**PROVIDED RECORDS:**

══════

Issue #395, opened 2018-10-22
Stake should not iterate all validators


schemar:
The stake contract iterates over all validators when calculating the total weight at a given height. This was required to know the total weight at all heights without storing all total weights at all heights.

We don't need the total weight at all heights. We only need the total weight at the current height, so that we know when we reached a +2/3 majority on a proposal in order to commit it.

This means that we can have a local variable store the total weight. And update it when a meta-block is committed.

ℹ️ There are three cases right now: (1) a validator gets slashed (effective weight drops to 0), (2) a validator loses weight due to inactivity leak, and (3) a validator logs out.
In case (1), **immediately** reduce the total weight by the previous weight of the validator.
In case (2), reduce the total weight as part of the meta-block commit when the validator inactivity leak is calculated.
In case (3), reduce the total weight as part of the meta-block commit when the validator leaves the set of validators.

Contract: Stake

PR #400, opened 2018-10-22
Stake now has an initial set of validators

### LINKED ISSUE #322: Stake should have an initial set of validators
It is required in order to commit at least the first two meta-blocks.

Contracts:
- Stake

schemar:
Added an initial set of validators to the Stake contract.

The initial set of validators cannot be added upon construction. It is
not possible to transfer token to the contcract during construction, as
`address(this)` is not available. Giving its own address as a
constructor parameter is possible, but error prone.

Instead, a second `initialize()` function was added. It can only be
called once (successfully) and it initializes the initial validator set
at height `0` with the given values.

Furthermore, there exists a new modifier that checks on crucial methods
that the total weight of the validators is above a minimum weight that
is defined during construction.

## Updated tests for the Stake contract
According to the new framework with a directory per contract and a file
per tested method.

Moved shared functions into a utils class.

Replaced bignumber with bn.

Fixes #322


test/core/stake/closeMetaBlock.js
```diff
@@ -0,0 +1,101 @@
...
+        );
+    });
+
+    it('should fail when a wrong height is given', async () => {
+        await Utils.expectFailedAssert(
+            stake.closeMetaBlock(
+                new BN(3),
+                {from: originCoreAccount}
+            )
+        );
```
deepesh-kn: Why we are using `assert` and not `require` in the contract?
Being an external function and `_closingHeight` as param, we can expect wrong height.
We use `assert` when we know things have unexpectedly gone wrong.

contracts/core/Stake.sol
```diff
@@ -341,41 +427,107 @@ contract Stake is StakeInterface {
...
+        uint256 _height
+    )
+        private
+        view
+        returns (uint256 totalWeight_)
+    {
+        for (uint256 i = 0; i < validatorAddresses.length; i++) {
+            address validator = validatorAddresses[i];
+            totalWeight_ += validatorWeightAtHeight(_height, validator);
+        }
```
deepesh-kn: This can potentially create out of gas error.
`totalWeightAtHeight_` is looping throught all the validators, we should store the total weight for each height or for some checkpoint heights so that the iteration will not result in out of gas.

We may consider optimization in future.

test/core/stake/helpers/stake_utils.js
```diff
@@ -0,0 +1,109 @@
...
+        await token.approve(receiver, amount, {from: sender});
+    }
+};
+
+/**
+ * Approves all transfers and then calls initialize on the stake contract.
+ *
+ * @param {StakeInterface} stake The stake contract.
+ * @param {ERC20Interface} token The token used for staking.
+ * @param {address} treasury The address that will send the ERC20 tokens to
```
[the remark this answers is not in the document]
schemar: OK I will add `string`. Not sure what's more helpful to the developer who reads this 🤔

test/core/stake/closeMetaBlock.js
schemar: `closeMetaBlock()` can only be called by the origin core. If the assert fails, there must be a bug in the origin core contract or in the integration of the contracts.

contracts/core/Stake.sol
schemar: Yes you are right. This is addressed in #395

test/core/stake/helpers/stake_utils.js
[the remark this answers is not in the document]
deepesh-kn: I think it is `type`.
So I was in confusion if `StakeInterface `, `ERC20Interface ` also should be `Object`.

@sarvesh-ost , what your think ?

test/core/stake/closeMetaBlock.js
deepesh-kn: We can keep `assert` for now, we can check if it should be `require` or `assert` when origin core implements the calling of `closeMetaBlock`.

contracts/core/Stake.sol
```diff
@@ -341,41 +436,107 @@ contract Stake is StakeInterface {
...
      * @param _validator The address of the new validator.
-     * @param _amount The initial stake of the new validator.
+     * @param _amount The initial deposit of the new validator.
+     * @param _startingHeight The height at which the validator will enter the
+     *                        set of validators.
      *
      * @return The index under which the new validator is stored.
      */
     function registerNewValidator(
+        address _depositor,
```
sarvesh-ost: Why `_depositor ` address is saved in storage? 
will this be used for during `logout` ?

schemar: `address` is a value type, not a complex type. That means by default, solidity puts it on the EVM *stack:* [Relevant solidity FAQ](https://solidity.readthedocs.io/en/v0.4.24/frequently-asked-questions.html#what-is-the-memory-keyword-what-does-it-do).
Value types are always copied when they are passed as function arguments (in memory).

Only complex types (arrays and structs) have the optional data location to be specified as `storage` or `memory`. I cannot specify `address storage` or `address memory`, for example.

Furthermore, the default for function arguments would be `memory`, not `storage`.

Regardless, `_depositor` *should* be checked during `logout`. It is stored in the validator:
```solidity
Validator memory validator = Validator(
    _depositor,
    _validator,
    _amount,
    _startingHeight,
    false,
    0
);

validators[_validator] = validator;
```
And later checked to be the correct one when logging out. Something like (wild guess):
```solidity
require(
    msg.sender == validator.depositor,
    "Message sender must be depositor of validator."
);
```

══════

**EXERCISE BRIEF:** From the entries, copy out each line containing the word "possible".

**RESULT OF THE TASK:**
not possible to transfer token to the contcract during construction, as
constructor parameter is possible, but error prone.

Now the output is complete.